PR #619, opened 2022-07-17
Add custom opcodes

dlubarov:
- `GET_STATE_ROOT` and `SET_STATE_ROOT` deal with the root of the state trie, and will be called from storage routines. Similarly `GET_RECEIPT_ROOT` and `SET_RECEIPT_ROOT` deal with the root of the receipt trie.
- `PANIC` enables an unsatisfiable constraint, so no proof can be generated.
- `GET_CONTEXT` and `SET_CONTEXT`, used when calling and returning
- `CONSUME_GAS` charges the sender gas; useful for cases where gas calculations are nontrivial and best implemented in assembly.
- `EXIT_KERNEL` simply clears the CPU flag indicating that we're in kernel mode; it would be used just before a jump to return to the (userspace) caller.
- `MLOAD_GENERAL` and `MSTORE_GENERAL` are for reading and writing memory, but they're not limited to the main memory segment of the current context; they can access any context and any segment. I added a couple macros to show how the they would typically be used.

There may be more later, but these are the ones I think we need for now.  I tried to fill in smaller invalid sections of the decoder's tree, as Jacqui suggested, while keeping related opcodes together. We can fine tune it when the opcode list is more stable.

These are all intended to be priviledged, i.e. they will be treated as invalid if used from userspace, for compatibility as well as (in some cases) security reasons.


evm/src/cpu/kernel/interpreter.rs
```diff
@@ -123,13 +127,20 @@ impl<'a> Interpreter<'a> {
             0xa2 => todo!(),                                           // "LOG2",
             0xa3 => todo!(),                                           // "LOG3",
             0xa4 => todo!(),                                           // "LOG4",
+            0xa5 => panic!("Executed PANIC"),                          // "PANIC",
```
nbgl, line 130: I don’t think a program panicking should cause the _interpreter_ to panic. A panicking program is a perfectly valid input. Maybe consider returning a `Result`?

nbgl (approved):

evm/src/cpu/kernel/interpreter.rs
dlubarov: Hm fair point. Changed it to return a `Result`.

evm/src/cpu/kernel/asm/memory.asm
```diff
@@ -0,0 +1,27 @@
+// Load a byte from the given segment of the current context's memory space.
+// Note that main memory values are one byte each, but in general memory values
+// can be 256 bits. This macro deals with a single address (unlike MSTORE), so
+// if it is used with main memory, it will load a single byte.
+%macro mload_current(segment)
```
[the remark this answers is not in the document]
dlubarov: I see how this could be confusing, since it sounds like `MLOAD` but doesn't have the same behavior of combining 32 values. But I think `MLOAD8` could also be confusing, since certain segments (like the stack) contain values larger than 8 bits, unlike main memory. E.g. `%mload_current(@SEGMENT_STACK)` could give 256 bits. (Not sure if we'd ever have a reason to use this macro with the stack, but we could also use it with general Kernel memory which could contain large values.)

Maybe we could call it `%mload_single_current` to emphasize that it deals with a single address, but it might be nice to keep it short since it may be used a lot.

dlubarov:
> When would we need to set the state/receipt roots? I would have thought the new roots would be given as public inputs. Or are we updating the roots after each storage/logging operation?

I was thinking we'd have public inputs for the initial and final roots, but also have registers for roots of the trie's intermediate states. We'd update those registers after observing a valid Merkle proof.

> Also, what about the transaction trie?

I think it may be okay to omit it (i.e. only prove the state root and receipt root), at least for now, since it can't be used to steal funds from the bridge. But let me know if you think it's important.

If we do end up needing to compute transaction hashes, it will just make transaction RLP logic slightly more complex, since we'll need the RLP of both the full transaction (including signature fields) and the signed data.

> As mentioned in #618, couldn't we just jump to a non JUMPDEST location instead of adding this opcode?

Hm, my goal with `PANIC` was to trigger a "non-provable" error, in contrast to reverts where there's still a well-defined post-state that can be proven. We could handle invalid jumps differently in user mode and kernel mode, but I think a dedicated opcode for non-provable errors should make the semantics a bit more clear.

The other thing is, since kernel code is bootloaded by "hardware" logic, I was hoping to skip the the `JUMPDEST` analysis to keep the constraints simple. We definitely need `JUMPDEST` analysis for user code, but I was thinking user code could be bootloaded by some kernel assembly.

> Is this CPU flag already implemented?

Not yet, I can add it soon.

» WHAT YOU SHOULD DO: Return the whole listing exactly as it reads.

» ANSWER:
PR #619, opened 2022-07-17
Add custom opcodes

dlubarov:
- `GET_STATE_ROOT` and `SET_STATE_ROOT` deal with the root of the state trie, and will be called from storage routines. Similarly `GET_RECEIPT_ROOT` and `SET_RECEIPT_ROOT` deal with the root of the receipt trie.
- `PANIC` enables an unsatisfiable constraint, so no proof can be generated.
- `GET_CONTEXT` and `SET_CONTEXT`, used when calling and returning
- `CONSUME_GAS` charges the sender gas; useful for cases where gas calculations are nontrivial and best implemented in assembly.
- `EXIT_KERNEL` simply clears the CPU flag indicating that we're in kernel mode; it would be used just before a jump to return to the (userspace) caller.
- `MLOAD_GENERAL` and `MSTORE_GENERAL` are for reading and writing memory, but they're not limited to the main memory segment of the current context; they can access any context and any segment. I added a couple macros to show how the they would typically be used.

There may be more later, but these are the ones I think we need for now.  I tried to fill in smaller invalid sections of the decoder's tree, as Jacqui suggested, while keeping related opcodes together. We can fine tune it when the opcode list is more stable.

These are all intended to be priviledged, i.e. they will be treated as invalid if used from userspace, for compatibility as well as (in some cases) security reasons.


evm/src/cpu/kernel/interpreter.rs
```diff
@@ -123,13 +127,20 @@ impl<'a> Interpreter<'a> {
             0xa2 => todo!(),                                           // "LOG2",
             0xa3 => todo!(),                                           // "LOG3",
             0xa4 => todo!(),                                           // "LOG4",
+            0xa5 => panic!("Executed PANIC"),                          // "PANIC",
```
nbgl, line 130: I don’t think a program panicking should cause the _interpreter_ to panic. A panicking program is a perfectly valid input. Maybe consider returning a `Result`?

nbgl (approved):

evm/src/cpu/kernel/interpreter.rs
dlubarov: Hm fair point. Changed it to return a `Result`.

evm/src/cpu/kernel/asm/memory.asm
```diff
@@ -0,0 +1,27 @@
+// Load a byte from the given segment of the current context's memory space.
+// Note that main memory values are one byte each, but in general memory values
+// can be 256 bits. This macro deals with a single address (unlike MSTORE), so
+// if it is used with main memory, it will load a single byte.
+%macro mload_current(segment)
```
[the remark this answers is not in the document]
dlubarov: I see how this could be confusing, since it sounds like `MLOAD` but doesn't have the same behavior of combining 32 values. But I think `MLOAD8` could also be confusing, since certain segments (like the stack) contain values larger than 8 bits, unlike main memory. E.g. `%mload_current(@SEGMENT_STACK)` could give 256 bits. (Not sure if we'd ever have a reason to use this macro with the stack, but we could also use it with general Kernel memory which could contain large values.)

Maybe we could call it `%mload_single_current` to emphasize that it deals with a single address, but it might be nice to keep it short since it may be used a lot.

dlubarov:
> When would we need to set the state/receipt roots? I would have thought the new roots would be given as public inputs. Or are we updating the roots after each storage/logging operation?

I was thinking we'd have public inputs for the initial and final roots, but also have registers for roots of the trie's intermediate states. We'd update those registers after observing a valid Merkle proof.

> Also, what about the transaction trie?

I think it may be okay to omit it (i.e. only prove the state root and receipt root), at least for now, since it can't be used to steal funds from the bridge. But let me know if you think it's important.

If we do end up needing to compute transaction hashes, it will just make transaction RLP logic slightly more complex, since we'll need the RLP of both the full transaction (including signature fields) and the signed data.

> As mentioned in #618, couldn't we just jump to a non JUMPDEST location instead of adding this opcode?

Hm, my goal with `PANIC` was to trigger a "non-provable" error, in contrast to reverts where there's still a well-defined post-state that can be proven. We could handle invalid jumps differently in user mode and kernel mode, but I think a dedicated opcode for non-provable errors should make the semantics a bit more clear.

The other thing is, since kernel code is bootloaded by "hardware" logic, I was hoping to skip the the `JUMPDEST` analysis to keep the constraints simple. We definitely need `JUMPDEST` analysis for user code, but I was thinking user code could be bootloaded by some kernel assembly.

> Is this CPU flag already implemented?

Not yet, I can add it soon.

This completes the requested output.